Chaque mercredi sur euradio, Patricia Solini nous partage sa passion pour la culture contemporaine sous toutes ses formes. Théâtre, danse, littérature, peinture... À consommer sans modération !
Vous avez assisté à une représentation théâtrale plutôt classique au Théâtre National de Bretagne à Rennes, en famille précisez-vous, racontez-nous.
Ce premier samedi de février, à 15h, se jouait la pièce « Comme tu me veux » de l’auteur sicilien Luigi Pirandello, mise en scène par Stéphane Braunschweig, directeur actuel de l’Odéon-Théâtre de l’Europe à Paris.

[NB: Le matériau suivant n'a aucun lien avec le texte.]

PR #255, opened 2026-08-06
recognize DW_AT_address_space and use in pointers

aktemur:
## Motivation

Recognize the `DW_AT_address_space` attribute for pointer types. Use this information to dereference, assign, cast, etc. pointers.

## Technical Details

Add an attribute to pointer types and use it in various pointer-related operations.

## Test Plan

Via existing and new tests.

## Test Result

No ROCgdb regression. There are a few failures related to a dbgapi issue, which I'll handle separately.

### DIFF
--- a/gdb/NEWS
+++ b/gdb/NEWS
@@ -116,6 +116,9 @@
   intent to remove it in a future release.
   The s390 64-bit target (s390x-*) remains supported.
 
+* GDB now recognizes DWARF DW_AT_address_space attribute for pointer,
+  reference, and rvalue reference types.
+
 * Configure changes
 
 ** --with-babeltrace has been removed.  The babeltrace library was
--- a/gdb/amdgpu-tdep.c
+++ b/gdb/amdgpu-tdep.c
@@ -1598,6 +1598,71 @@ amdgpu_segment_address_from_core_address (CORE_ADDR addr)
   return addr & significant_bits;
 }
 
+/* Convert a given address in the given address space to an address in
+   another address space.  This is essentially a wrapper for a dbgapi
+   function.  PTID and SIMD_LANE are the contexts for which the
+   conversion should be made.  PTID can be NULL_PTID when the address
+   does not necessarily depend on wave context.  */
+
+static std::optional<addr_range>
+amdgpu_convert_address (gdbarch *gdbarch, ptid_t ptid, int simd_lane,
+			CORE_ADDR from_address,
+			arch_addr_space_id from_aspace_id,
+			arch_addr_space_id to_aspace_id)
+{
+  /* Argument should be already stripped off its address space id.  */
+  gdb_assert (amdgpu_address_space_id_from_core_address (from_address)
+	      == ARCH_ADDR_SPACE_ID_DEFAULT);
+
+  /* We should never get a valid ptid here that is not a gpu
+     thread.  */
+  gdb_assert (ptid == null_ptid || ptid_is_gpu (ptid));
+
+  const amd_dbgapi_wave_id_t wave_id
+    = (ptid != null_ptid)
+    ? get_amd_dbgapi_wave_id (ptid)
+    : AMD_DBGAPI_WAVE_NONE;
+
+  amd_dbgapi_architecture_id_t architecture_id;
+  if (ptid == null_ptid
+      && (amd_dbgapi_get_architecture (gdbarch_bfd_arch_info (gdbarch)->mach,
+				       &architecture_id)
+	  != AMD_DBGAPI_STATUS_SUCCESS))
+      error (_("amd_dbgapi_get_architecture failed"));
+  else if (ptid != null_ptid
+	   && (amd_dbgapi_wave_get_info (wave_id,
+					 AMD_DBGAPI_WAVE_INFO_ARCHITECTURE,
+					 sizeof (architecture_id),
+					 &architecture_id)
+	       != AMD_DBGAPI_STATUS_SUCCESS))
+    error (_("amd_dbgapi_wave_get_info failed"));
+
+  /* Get a dbgapi address space id for the original address space.  */
+  amd_dbgapi_address_space_id_t dbgapi_from_addr_space_id;
+  if (amd_dbgapi_dwarf_address_space_to_address_space
+	(architecture_id, from_aspace_id, &dbgapi_from_addr_space_id)
+      != AMD_DBGAPI_STATUS_SUCCESS)
+    error (_("amd_dbgapi_dwarf_address_space_to_address_space failed"));
+
+  /* Get the dbgapi address space id for the default address space.  */
+  amd_dbgapi_address_space_id_t dbgapi_to_addr_space_id;
+  if (amd_dbgapi_dwarf_address_space_to_address_space
+	(architecture_id, to_aspace_id, &dbgapi_to_addr_space_id)
+      != AMD_DBGAPI_STATUS_SUCCESS)
+    error (_("amd_dbgapi_dwarf_address_space_to_address_space failed"));
+
+  CORE_ADDR converted_address;
+  size_t contiguous_size;
+
+  if (amd_dbgapi_convert_address_space
+	(wave_id, simd_lane, dbgapi_from_addr_space_id, from_address,
+	 dbgapi_to_addr_space_id, &converted_address, &contiguous_size)
+      != AMD_DBGAPI_STATUS_SUCCESS)
+    return std::nullopt;
+
+  return addr_range {converted_address, contiguous_size};
+}
+
 /* Address class to address space mapping.
 
    TODO: This is just a quick fix to make the address class hand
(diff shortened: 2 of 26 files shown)


palves:
Is it really DW_AT_address_space?  Or DW_LLVM_AT_address_space?

aktemur:
> Is it really DW_AT_address_space? Or DW_LLVM_AT_address_space?

llvm-dwarfdump displays it as `DW_AT_LLVM_address_space`. https://dwarfstd.org/issues/260211.1.html is not officially accepted, and there is no binary code for the attribute, yet. So, I defined it in GDB as `DW_AT_LLVM_address_space`, but in the code I usually refer to it as `DW_AT_address_space`.

lumachad:
It seems we need a refresh to address conflicts.

aktemur:
> It seems we need a refresh to address conflicts.

I updated the branch. Thanks.

lumachad:
Thanks. Let me go through this one.

lumachad:
> [!NOTE]
> The following review comments were generated with automated assistance. Please use your own judgement on each point.

## Review

### Mandatory

**`gdb/arch-utils.h:427`** — Missing two-space indent before `(`:
```c
-extern arch_addr_space_id default_address_space_dwarf_to_id
-(gdbarch *gdbarch, ULONGEST dwarf_addr_space);
+extern arch_addr_space_id default_address_space_dwarf_to_id
+  (gdbarch *gdbarch, ULONGEST dwarf_addr_space);
```
Matches the style of the declaration two lines above.

---

**`gdb/amdgpu-tdep.c:1647`** — Comment was copy-pasted from `amdgpu_get_watchable_aliases` where the destination was always the default address space. Here `to_aspace_id` is caller-supplied and can be any address space:
```c
-/* Get the dbgapi address space id for the default address space.  */
+/* Get the dbgapi address space id for the destination address space.  */
```

---

**`gdb/amdgpu-tdep.c:1749`** — Two issues in the TODO comment:
1. "i.e." should be "i.e.," (comma after the abbreviation).
2. "In that case, we use it" is vague. Suggested: "In that case, we use the address space from the type."

---

**`gdb/amdgpu-tdep.c:1888`** — Wrong error message. The call that just failed is `amd_dbgapi_wave_get_info`, not `amd_dbgapi_get_architecture`:
```c
-error (_("amd_dbgapi_get_architecture failed"));
+error (_("amd_dbgapi_wave_get_info failed"));
```

---

**`gdb/dwarf2/read.c:12004`** — The comment says `DW_AT_address_space` but the function reads `DW_AT_LLVM_address_space` (the LLVM vendor extension). Suggested fix:
```c
-/* Helper function to read DW_AT_address_space attribute.  */
+/* Helper function to read the DW_AT_LLVM_address_space attribute
+   (the LLVM vendor extension for DW_AT_address_space).  */
```

---

**`gdb/gdbtypes.h:170`** — The value 15 is the maximum representable in the 4-bit `address_space` bitfield (2^4 - 1 = 15), but that connection is not obvious. Suggested:
```c
+  /* Maximum value storable in the address_space bitfield above.  */
   static constexpr arch_addr_space_id ADDRESS_SPACE_MAX = 15;
```

---

**`gdb/testsuite/gdb.rocm/aspace-pointer.exp:53`** — The `sizeof` block compares C-level sizeof against GDB's sizeof, which is a good indirect check for `address_space_pointer_size`. Consider adding a `maint print type` check to make the coverage explicit and easier to diagnose on regression, e.g.:
```tcl
gdb_test "maint print type local_ptr0" "length.*4"
```
(Adjust expected length to whatever the ABI specifies for LDS pointers.)

---

**`gdb/testsuite/gdb.rocm/aspace-pointer.exp:83`** — The "legal assignment" block tests reading through an assigned pointer but not writing through one. Consider adding a write-through test, e.g.:
```tcl
gdb_test_no_output "set *local_ptr0 = 999"
gdb_test "print *local_ptr0" "= 999" "write through local_ptr0"
```
`generic-address.exp` covers write-through for generic pointers; it would be good to have the same for typed address-space pointers.

---

**`gdb/testsuite/gdb.rocm/aspace-user-input.exp:120`** — Pattern `TYPE_ADDRESS_SPACE.*` is too loose; it would pass even if the wrong ID was stored. `local` is address space 3, so:
```tcl
-    "TYPE_ADDRESS_SPACE.*"
+    "TYPE_ADDRESS_SPACE\\(3\\).*"
```

---

### Optional

**`gdb/gdbarch_components.py:864`** — `params` uses bare `type *` without `struct`. The generated `gdbarch-gen.h` will follow suit, but all neighbouring declarations in that header use `struct type *`. Consider `"struct type *"` for consistency.

**`gdb/valops.c:313`** — "when there is, say" is informal. Suggested: "when, for example, there is a pointer to generic address space".

**`gdb/amdgpu-tdep.c:1818`** — `(gdb_byte *) &from_address` reinterprets a host `CORE_ADDR` as a raw byte buffer; `amdgpu_address_to_pointer` then writes it in target byte order via `store_unsigned_integer`. Reading `from_address` back as a host integer would produce wrong bytes on a big-endian host / little-endian target. ROCm only runs on LE hosts today so this is latent, but an alternative is to strip the address space bits directly via `amdgpu_segment_address_from_core_address` instead of the store/load round-trip.

**`gdb/gdbtypes.c:565`** — `gdbarch_address_space_pointer_size` is called via `type->arch()`. In a cross-debug scenario where `type->arch()` differs from the actual target gdbarch, the reported size could be wrong. Pre-existing type/arch coupling issue, not introduced here, but worth keeping in mind.

**`gdb/arch-utils.c:1154`** — The new implementation silently changes the behaviour of the default: the old version was a silent cast; this one validates and errors on unrecognized IDs. A comment noting the change would help future maintainers understand why the default is no longer a simple cast.

**`include/dwarf2.h:629`** — `DW_ASPACE_LLVM_AMDGPU_region` is defined but not referenced anywhere in the patch. A short inline comment would clarify intent:
```c
  DW_ASPACE_LLVM_AMDGPU_region = 2,  /* Defined for completeness; currently unused.  */
```

lumachad:
It looks like we have a number of failures in CI:
- gdb.rocm/runtime-core.exp
- gdb.dwarf2/dw2-llvm-info-address.exp
- gdb.rocm/aspace-watchpoint.exp
- gdb.rocm/aspace-pointer.exp

aktemur:
> It looks like we have a number of failures in CI:
> 
> * gdb.rocm/runtime-core.exp
> * gdb.dwarf2/dw2-llvm-info-address.exp
> * gdb.rocm/aspace-watchpoint.exp
> * gdb.rocm/aspace-pointer.exp

Please ignore these for the moment. They will go away when https://github.com/ROCm/rocm-systems/pull/10163 is merged.

lumachad:
> > It looks like we have a number of failures in CI:
> > 
> > * gdb.rocm/runtime-core.exp
> > * gdb.dwarf2/dw2-llvm-info-address.exp
> > * gdb.rocm/aspace-watchpoint.exp
> > * gdb.rocm/aspace-pointer.exp
> 
> Please ignore these for the moment. They will go away when [ROCm/rocm-systems#10163](https://github.com/ROCm/rocm-systems/pull/10163) is merged.

But gdb.dwarf2/dw2-llvm-info-address.exp is a cpu-based test that doesn't use rocdbgapi, right?

On ignoring the gdb.rocm ones, I'm not sure we can. If we have a situation where we need an atomic change between rocgdb and rocdbgapi, then we need to put guards on either or both so we can freely merge their changes into TheRock main without breaking builds/tests.

Is it the case here?

aktemur:
> But gdb.dwarf2/dw2-llvm-info-address.exp is a cpu-based test that doesn't use rocdbgapi, right?

That's right. I'll work on that.

> On ignoring the gdb.rocm ones, I'm not sure we can. If we have a situation where we need an atomic change between rocgdb and rocdbgapi, then we need to put guards on either or both so we can freely merge their changes into TheRock main without breaking builds/tests.
> 
> Is it the case here?

There is the atomic case, but it is being handled in another (and smaller) PR: https://github.com/ROCm/rocm-systems/pull/10163 Once the dbgapi PR is in, I'll adjust and rebase this PR, after which the gdb.rocm failures should go away.

lumachad:
> > But gdb.dwarf2/dw2-llvm-info-address.exp is a cpu-based test that doesn't use rocdbgapi, right?
> 
> That's right. I'll work on that.
> 
> > On ignoring the gdb.rocm ones, I'm not sure we can. If we have a situation where we need an atomic change between rocgdb and rocdbgapi, then we need to put guards on either or both so we can freely merge their changes into TheRock main without breaking builds/tests.
> > Is it the case here?
> 
> There is the atomic case, but it is being handled in another (and smaller) PR: [ROCm/rocm-systems#10163](https://github.com/ROCm/rocm-systems/pull/10163) Once the dbgapi PR is in, I'll adjust and rebase this PR, after which the gdb.rocm failures should go away.

Got it. Thanks for clarifying it.

aktemur:
> But gdb.dwarf2/dw2-llvm-info-address.exp is a cpu-based test that doesn't use rocdbgapi, right?

I fixed this in my local branch and will include it in the next revision.

aktemur:
> The following review comments were generated with automated assistance. Please use your own judgement on each point.

I went over them and addressed those that I thought are valid. They were actually very useful. Thank you.

lumachad:
Thanks. Let's wait for the right pieces to land so we can test this.

lumachad:
Conflicts need addressing. But I see a pattern of failing tests as well.
- gdb.rocm/runtime-core.exp
- gdb.rocm/aspace-watchpoint.exp
- gdb.rocm/aspace-pointer.exp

Pour la famille, il s’agissait, pour certains de découvrir enfin cet auteur historique italien, décédé en 1936 ; pour d’autres, ce texte précisément qu’ils ne connaissaient pas ; les plus jeunes, 16 et 22 ans, eux, intéressés davantage par la représentation elle-même et sa mise en scène.
Que raconte donc cette pièce de théâtre ?
La pièce commence en 1928, à Berlin où une jeune femme, danseuse de cabaret, se perd dans la jouissance et les excès, aussi déboussolée que la ville elle-même, dix années après la fin de la grande guerre et le traité de Versailles humiliant, où les germes du fascisme croissent et prospèrent. Un italien la reconnaît comme étant l’épouse disparue depuis dix ans de son ami Bruno Pieri, à Udine en Italie du Nord. La question sera : est-elle Cia, diminutif de Lucia, l’épouse disparue après les sévices infligés par les soldats autrichiens ? Ou la danseuse joue-t-elle à être ce qu’on veut qu’elle soit parce que sa vie est merdique et pourquoi pas en changer. Quels sont les intérêts des un·es et des autres ? Usurpatrice ou pas ?
Vous avez deux heures !
Comment êtes-vous sortis de ces deux heures ?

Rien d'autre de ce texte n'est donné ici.